In distributed clinical trials, $\Delta_n$ enables valid statistical inference without raw patient-level data sharing. For multi-site linear regression (five sites, $n=200$ per site, $p=4$ covariates):

• Exact sufficient summary (size 16) achieves $\Delta_n=0$, perfectly reproducing pooled-data power.
• Compressed embedding ($m=8$) with small $\Delta_n$ attains $\sim99\%$ efficiency.
• Meta-analysis (no cross-site covariances) yields large $\Delta_n$, leading to $\sim50\%$ power loss.

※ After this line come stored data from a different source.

PR #5829, opened 2021-05-20
KLH

phpgeekfr:

### DIFF
--- a/apps/catalog/catalog/src/app/dashboard/right/list/list.component.html
+++ b/apps/catalog/catalog/src/app/dashboard/right/list/list.component.html
@@ -1,6 +1,6 @@
 <h1>Offers & Deals</h1>
 <header mat-tab-nav-bar fxLayout="row" fxLayoutAlign="space-between end">
-  <button mat-tab-link (click)="resetFilter()" [active]="!(filter$ | async)">All Offers</button>
+  <button mat-tab-link (click)="resetFilter()" [active]="(filter$ | async) === (false || null || undefined)">All Offers</button>
   <button mat-tab-link (click)="applyFilter('draft')" [active]="(filter$ | async) === 'draft'">Offers</button>
   <button mat-tab-link (click)="applyFilter('submitted')" [active]="(filter$ | async) === 'submitted'">Ongoing
     Deals</button>
--- a/apps/catalog/catalog/src/app/dashboard/right/list/list.component.html
+++ b/apps/catalog/catalog/src/app/dashboard/right/list/list.component.html
@@ -1,6 +1,6 @@
 <h1>Offers & Deals</h1>
 <header mat-tab-nav-bar fxLayout="row" fxLayoutAlign="space-between end">
-  <button mat-tab-link (click)="resetFilter()" [active]="(filter$ | async) === (null || undefined || '')">All Offers</button>
+  <button mat-tab-link (click)="resetFilter()" [active]="(filter$ | async) === '' ">All Offers</button>
   <button mat-tab-link (click)="applyFilter('draft')" [active]="(filter$ | async) === 'draft'">Offers</button>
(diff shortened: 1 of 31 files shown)


apps/catalog/catalog/src/app/dashboard/right/list/list.component.html
```diff
@@ -1,6 +1,6 @@
 <h1>Offers & Deals</h1>
 <header mat-tab-nav-bar fxLayout="row" fxLayoutAlign="space-between end">
-  <button mat-tab-link (click)="resetFilter()" [active]="!(filter$ | async)">All Offers</button>
+  <button mat-tab-link (click)="resetFilter()" [active]="(filter$ | async) === (false || null || undefined)">All Offers</button>
```
GrandSchtroumpf, line 3: hmmm what it the exact value ? null or undefined or '' ? Be careful here.

apps/catalog/catalog/src/app/dashboard/title/list/list.component.html
```diff
@@ -15,7 +15,7 @@ <h1>My Titles</h1>
     </header>
 
     <div mat-tab-nav-bar fxLayout="row" fxLayoutAlign="space-between end">
-      <button mat-tab-link (click)="resetFilter()" [active]="!(filter$ | async)">All</button>
+      <button mat-tab-link (click)="resetFilter()" [active]="(filter$ | async) === (false || null || undefined)">All</button>
```
GrandSchtroumpf, line 18: Same as above

apps/catalog/catalog/src/app/marketplace/marketplace.component.html
```diff
@@ -39,7 +39,7 @@
     <a mat-icon-button routerLink="selection">
       <mat-icon svgIcon="shopping_basket"
         [matBadge]="contractCount$ | async"
-        [matBadgeHidden]="!(contractCount$ | async)"
+        [matBadgeHidden]="(contractCount$ | async) === (false || null || undefined)"
```
GrandSchtroumpf, line 42: Hmm I think this is 0 here.

libs/invitation/src/lib/+state/invitation.service.spec.ts
```diff
@@ -44,15 +46,15 @@ describe('Invitations Test Suite', () => {
   it('Formats invitation from firestore', () => {
     const is = TestBed.inject(InvitationService);
     is.formatFromFirestore = jest.fn();
-    is.formatFromFirestore({} as any);
+    is.formatFromFirestore({} as InvitationDocument);
```
GrandSchtroumpf, line 49: formatFromFirestore should accept a Partial<InvitationDocument> instead I think.

phpgeekfr: Since formatFromFirestore is supposed to handle data from DB, my guess is that is should accept only full document.

If I update it to accept partial I will have to pass it into CreateInvitationDocument (that does not exists yet)

libs/invitation/src/lib/+state/invitation.service.spec.ts
```diff
@@ -44,15 +45,15 @@ describe('Invitations Test Suite', () => {
   it('Formats invitation from firestore', () => {
     const is = TestBed.inject(InvitationService);
     is.formatFromFirestore = jest.fn();
-    is.formatFromFirestore({} as any);
+    is.formatFromFirestore({ ...createInvitation(), date: new firebase.firestore.Timestamp(new Date().getTime(), 1) });
```
GrandSchtroumpf, line 48: ah no. You are adding firebase in the build here. Better leave it with the casting than doing that.

GrandSchtroumpf (approved):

Guidelines for practical use include matching embedding dimension to parameter count, training on synthetic data from the assumed model, and validating $\Delta_n$ on held-out parameters to ensure $o_p(1)$ scaling. This suggests a direct practical protocol for likelihood-preserving federated inference in privacy-sensitive domains (Akdemir, 27 Dec 2025).

---

The Likelihood-Ratio Distortion metric $\Delta_n$ provides the rigorous basis for the design, analysis, and deployment of compressed representations in statistical inference workflows. Its tight theoretical characterization, operational bounds, and empirical validations position $\Delta_n$ as the pivotal quantity for bridging modern machine learning embeddings with classical likelihood theory in both parametric and nonparametric regimes (Akdemir, 27 Dec 2025, Brekelmans et al., 2020).